------ Data under study ------

PR #912, opened 2020-11-20
Allow multiple feeds in the same notification

tatokis:
This PR modifies the libnotify plugin to include multiple feed updates in the same notification if they are updated within a certain time period.
This way, the user does not get spammed with notifications if they have multiple feed updates at once.

### DIFF
--- a/plugins/libnotify.py
+++ b/plugins/libnotify.py
@@ -2,6 +2,7 @@
 # libnotify Popup Notifications Plugin
 #
 # Copyright (C) 2013-2015 Lars Windolf <lars.windolf@gmx.de>
+# Copyright (C) 2020 Tasos Sahanidis <tasos@tasossah.com>
 #
 # This library is free software; you can redistribute it and/or
 # modify it under the terms of the GNU Library General Public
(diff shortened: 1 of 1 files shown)


lwindolf:
The merging of new subscription names does work. But there is an issue when using GNOME Shell that `<br>` is shown as text and not causing a line break.

tatokis:
I updated it and added a newline instead. Does that fix the issue on your end?

lwindolf:
Nope, not really in GNOME Shell it seems newlines are also ignored. It shows the feed names separated by a space, which is very confusing.

lwindolf:
Argh... actually clicked "comment and merge" instead of just commenting.

tatokis:
> I believe the cause to be https://gitlab.gnome.org/GNOME/gnome-shell/-/merge_requests/1118

Ugh.

I personally don't really like the commas, as it makes it difficult to tell where the feed names end. Some feeds even have commas in their titles too...

3bdad610e6c8
2f9098a18687
5ac58bca27ff

I think it should be made configurable with a LineEdit that allows the user to enter their own separator with the comma being the default.
Alternatively, we could check for gnome and use commas only there, but that's a bit messy. That said, I haven't seen any other desktop environment disallow newlines.
What do you think?

lwindolf:
You are right even a comma is not safe. I just discovered that just the short view is without line breaks and  the detail view looks perfectly fine. I wouldn't do any extra solution for GNOME too. So let's go with your solution!

lwindolf:
I've merged your solution now again (by reverting the revert). I hope you do not mind the possible missing git commit attribution. Sorry about the chaos!

Thank you a lot for contributing this! Will be released with 1.13.4

tatokis:
No worries. Glad to also hear it only applies on the preview/short view as well. Makes things easier.

> I hope you do not mind the possible missing git commit attribution. 

It's okay, although technically the attribution is still there due to the revert

Thanks!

------

*Action item*.
In the listing above, which lines include the string "user"? Return every one of them.

*Answer*.
This way, the user does not get spammed with notifications if they have multiple feed updates at once.
I think it should be made configurable with a LineEdit that allows the user to enter their own separator with the comma being the default.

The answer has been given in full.